それだけじゃなくて、社内的にも2部門が争っている形ってのは
説明するにも望ましい形なんだよね。」
「・・・すいません、わからないです。」
「1部門だけでやると本当にそれだけ?他にも何かあったんじゃない?と
つけ入る隙を作ってしまうんだよ。
それが2部門で切磋して、やった結果であれば、2部門でやりあったのなら
それ以上の手はないだろうなって言うことになるんだよ。
これで社内の口うるさい連中がしゃしゃりでることを抑えられるんだよねー。

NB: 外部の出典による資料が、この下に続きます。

PR #1791, opened 2024-08-24
Allow getCells to populate Connections

davidfig:
- [x] replace {{x, y, sheetName?}}  in connection query with the value at that location
- [x] show an error if the sheet name does not exist 
- [x] update cells_accessed with all get cell calls 
- [x] allow inserting cells with a button in the connection editor
- [x] support relative references
- [x] show cursor when code editor loses focus (not perfect yet)
- [x] cell accessed highlighting


luke-quadratic:
This is rly awesome - no bugs found running through basic tests of feature

quadratic-client/src/app/ui/menus/CodeEditor/CodeEditorBody.tsx
```diff
@@ -143,6 +143,43 @@ export const CodeEditorBody = (props: Props) => {
       monaco.editor.defineTheme('quadratic', QuadraticEditorTheme);
       monaco.editor.setTheme('quadratic');
 
+      // this adds a cursor when the editor is not focused (useful when using insertCellRef button)
```
ddimaria, line 146: I feel like we've been putting this type of code in hooks files to reduce clutter here.

quadratic-client/src/app/ui/menus/CodeEditor/CodeEditorRefButton.tsx
```diff
@@ -23,19 +24,24 @@ export const CodeEditorRefButton = () => {
   const [disabled, setDisabled] = useState(true);
   useEffect(() => {
     const checkDisabled = () => {
-      // we do not yet support multiple multiCursors for inserting cell references
-      if (
-        (sheets.sheet.cursor.multiCursor && sheets.sheet.cursor.multiCursor.length > 1) ||
-        sheets.sheet.cursor.columnRow !== undefined
-      ) {
-        setDisabled(true);
+      // for connections, we only support one cursor position
```
ddimaria, line 27: 🙌

quadratic-core/src/controller/execution/run_code/run_connection.rs
```diff
@@ -1,10 +1,85 @@
...
 impl GridController {
+    /// Attempts to replace handlebars with the actual value from the grid
+    fn replace_handlebars(
+        &self,
+        transaction: &mut PendingTransaction,
+        sheet_pos: SheetPos,
+        code: &str,
+        default_sheet_id: SheetId,
+    ) -> Result<String, String> {
+        let re = Regex::new(
```
ddimaria, line 19: You can put this regex in a lazy_static (or lazy_cell) to avoid recompiling every time.

quadratic-core/src/controller/execution/run_code/run_connection.rs
```diff
@@ -1,10 +1,85 @@
...
+            r#"\{\{\s*(?:(relative)\s*:\s*)?(-?\d+)\s*,\s*(-?\d+)\s*(?:,\s*"?([^"]*)"?\s*)?\}\}"#,
+        )
+        .map_err(|err| format!("Regex compilation failed: {}", err))?;
+        let mut result = String::new();
+        let mut last_match_end = 0;
+
+        for cap in re.captures_iter(code) {
+            let whole_match = cap.get(0).unwrap();
```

」
ここまで一気に話したせいなのか、
急に私が用意していたお茶を飲み、一呼吸おいてから、
「このプロジェクトは俺がプロジェクトリーダーで終わらせないといけない。
最悪の手でも照明事業部が主導権を握ることだと思って行けど、
それよりも最悪な手が出てくるとはね・・・。」
「・・・金沢取締役ですか?」
「そー。あの人が出てくるとはね・・・。
社長の意向はあの人の降任を決めてるんだ。
成果のない取締役は降任って形にしたかったのに・・・
もし、このまま中央研究所が主導を取ると
望まれない名誉が金沢取締役の手に入ってしまうからね・・・
ハッキリ言ってそれだけは許されない。
・・・こちらも動く必要があるな・・・。」
そう言って目を閉じて考えことを始めたようなので
私は村中プロジェクトリーダーに私は声をかけることなく部屋を退室した。
気づいた点は追加・修正していきます。
拙い文章で申し訳ないです。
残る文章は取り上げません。